I would do it again in a heartbeat

Your friendship group must be very different to mine!

CorianderBee · 23/06/2021 22:55

Make sure she knows everything.

Boob jobs need replacing usually every 10 years. So that's thousands to pay every decade or so. Even when you have young kids. If you don't have the money the NHS will remove but not replace.

Make sure she knows about the safest implant options. Silicone v saline. That she knows which ones are shown to cause cancer or rupture.

The risks of surgery and infection afterwards. The recovery time. That she looks at the difficult healing and possibility of big scars and even death.

If she knows all of the information then it's up to her if it will make her happy.

DO NOT let her fly to Turkey etc for a cheaper job. Make sure it's in the U.K. and with a reputable surgeon.

MilduraS · 23/06/2021 22:56

I had a boob job at 21 and don't regret it but I'm glad I was living in France at the time. The surgeons tend to do much more conservative boob jobs. When I suggested going a little bigger my surgeon pointed out that I'd have a hard time finding clothes that would fit me well, it would look unnatural and a host of other reasons not to go bigger. I'm glad I listened and now I'm 34 I love that nobody knows I've had it done unless I tell them. I was really really flat chested but didn't have the willowy figure that normally goes with it.

Funfortheroad · 23/06/2021 23:00

@belimoo

This thread is so depressing. I cannot believe the replies.

This is major surgery with lots of potential complications and is certain to impact for the rest of her life in terms of repeat surgeries and other issues.

And for what? Why does she want this? Because our society makes her think that being as sexy as possible is her main goal in life and worth risking her health for. Not to mention spending a load of money on it.

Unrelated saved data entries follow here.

PR #4206, opened 2021-06-20
Be explicit in IPv6 RA values.

### LINKED ISSUE #4142: Wrong IPv6 dhcp-range parameters for FTL/dnsmasq
If option `DHCP_IPv6` is true, then Pi-hole adds this [code to `/etc/dnsmasq.d/02-pihole-dhcp.conf`](
https://github.com/pi-hole/pi-hole/blob/4736e03108763cc2d5659f48d8a1e8a64d9b2608/advanced/Scripts/webpage.sh#L429):

```
dhcp-range=::100,::1ff,constructor:${interface},ra-names,slaac,${leasetime}
```

But according to `dnsmasq`'s manpage in [Ubuntu 18.04 LTS (Bionic Beaver)](
https://manpages.ubuntu.com/manpages/bionic/en/man8/dnsmasq.8.html) and [Debian 10 (Buster)](
https://manpages.debian.org/buster/dnsmasq-base/dnsmasq.8.en.html) the value of `${leasetime}` will not set `<lease time>` but `<prefix-len>` instead because `dhcp-range` option of `dnsmasq` looks like that:

```
-F, --dhcp-range=[tag:<tag>[,tag:<tag>],][set:<tag>,]<start-IPv6addr>[,<end-IPv6addr>|constructor:<interface>][,<mode>][,<prefix-len>][,<lease time>]
```

When using Pi-hole (e.g. with [`Docker Pi-hole`](https://github.com/pi-hole/docker-pi-hole/)) without defining environment variable `DHCP_LEASETIME` or defining it with a value less than `64` will result in an error from dnsmasq causing the container to fail with message:
```
dnsmasq: prefix length must be at least 64 at line 16 of /etc/dnsmasq.d/02-pihole-dhcp.conf
```

Pi-hole uses [FTL](https://github.com/pi-hole/FTL), but the relevant code for options parsing (in [`src/dnsmasq/option.c`](https://github.com/pi-hole/FTL/blob/b90ab8b1e78d7aece11c8fee1c3c00817761de52/src/dnsmasq/option.c#L3006)) is taken from [dnsmasq](https://thekelleys.org.uk/dnsmasq/) and thus the above still applies to FTL.

dschaper:

---

Fixes #4142 

Be explicit in the values for the IPv6 RA packets. 

The format for the range statement is: (from https://thekelleys.org.uk/dnsmasq/docs/dnsmasq-man.html)

`--dhcp-range=[tag:<tag>[,tag:<tag>],][set:<tag>,]<start-IPv6addr>[,<end-IPv6addr>|constructor:<interface>][,<mode>][,<prefix-len>][,<lease time>]`

We set the prefix length and hard code in a lease time. Previously we used the lease time variable that was used for IPv4 addressing. Because of other issues it was possible for a misinterpreted short lease time to be seen as a prefix length and cause `pihole-FTL`/`dnsmasq` to fail to start. 

The intention of the RA is to advertise the DNS capabilities. We do not intend to be a stateful IPv6 DHCP server. I think the hard code value for lease time is okay since there shouldn't ever be an actual lease generated. 

Be as explicit as possible for all values that should not vary.

None

### DIFF
--- a/advanced/Scripts/webpage.sh
+++ b/advanced/Scripts/webpage.sh
@@ -426,7 +426,7 @@ dhcp-leasefile=/etc/pihole/dhcp.leases
         echo "#quiet-dhcp6
 #enable-ra
 dhcp-option=option6:dns-server,[::]
-dhcp-range=::100,::1ff,constructor:${interface},ra-names,slaac,${leasetime}
+dhcp-range=::100,::1ff,constructor:${interface},ra-names,slaac,64,3600
 ra-param=*,0,0
 " >> "${dhcpconfig}"
     fi


dschaper:
@JM1 Does this look like it's fixing your issue?

JM1:
@dschaper: Tested your patch and it works. Thanks!

DL6ER (approved):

And if she doesn't do it you can guarantee she'll still have no shortage of suitors because men actually aren't that picky when it comes down to it.

I'm not meaning to criticise your daughter or anyone else who goes down this path but I just wish we lived in a world where this was seen as the madness it is.

Agree 100%.

This should be about supporting your daughter to love and appreciate her body, not stuff it full of plastic to conform to porny norms.

And to people that say 'nobody can tell' - yes we can. It's just that nobody says 'Hey, I can tell your boobs are fake'.